**Assignment:** What the task requires is each entry, restated exactly.

[Collected data]
******************************

PR #706, opened 2022-10-29
install.sh: Fix broken docs link for ARM Linux

issyl0:
- I found it a little misleading that we said "alternate installation methods" but the "ARM unsupported" docs page doesn't refer the user to those.

- I am tempted to improve this situation with an "if you know what you are doing and won't ask for help, you can install Homebrew on ARM Linux", and gate it also with `HOMEBREW_DEVELOPER` or something? Since in my experiments with Homebrew on ARM Linux I had to comment out line 555 ("`else` variously abort") to get past that message. Yet the docs say that while it may be _unsupported_ (fine), it is _possible_, which the installer currently doesn't respect.

### DIFF
--- a/install.sh
+++ b/install.sh
@@ -559,8 +559,7 @@ else
     abort "$(
       cat <<EOABORT
 Homebrew on Linux is not supported on ARM processors.
-You can try an alternate installation method instead:
-  ${tty_underline}https://docs.brew.sh/Homebrew-on-Linux#arm${tty_reset}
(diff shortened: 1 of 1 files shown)


Bo98:
> * I am tempted to improve this situation with an "if you know what you are doing and won't ask for help, you can install Homebrew on ARM Linux", and gate it also with `HOMEBREW_DEVELOPER` or something?

The installer has always been quite strict. For example, 10.11-10.15 works absolutely fine, albeit no bottles, but we also have a hard block there that I edit out when setting up CI.

Bo98 (approved):

SMillerDev (approved):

******************************

**Result of this exercise:**
PR #706, opened 2022-10-29
install.sh: Fix broken docs link for ARM Linux

issyl0:
- I found it a little misleading that we said "alternate installation methods" but the "ARM unsupported" docs page doesn't refer the user to those.

- I am tempted to improve this situation with an "if you know what you are doing and won't ask for help, you can install Homebrew on ARM Linux", and gate it also with `HOMEBREW_DEVELOPER` or something? Since in my experiments with Homebrew on ARM Linux I had to comment out line 555 ("`else` variously abort") to get past that message. Yet the docs say that while it may be _unsupported_ (fine), it is _possible_, which the installer currently doesn't respect.

### DIFF
--- a/install.sh
+++ b/install.sh
@@ -559,8 +559,7 @@ else
     abort "$(
       cat <<EOABORT
 Homebrew on Linux is not supported on ARM processors.
-You can try an alternate installation method instead:
-  ${tty_underline}https://docs.brew.sh/Homebrew-on-Linux#arm${tty_reset}
(diff shortened: 1 of 1 files shown)


Bo98:
> * I am tempted to improve this situation with an "if you know what you are doing and won't ask for help, you can install Homebrew on ARM Linux", and gate it also with `HOMEBREW_DEVELOPER` or something?

The installer has always been quite strict. For example, 10.11-10.15 works absolutely fine, albeit no bottles, but we also have a hard block there that I edit out when setting up CI.

Bo98 (approved):

SMillerDev (approved):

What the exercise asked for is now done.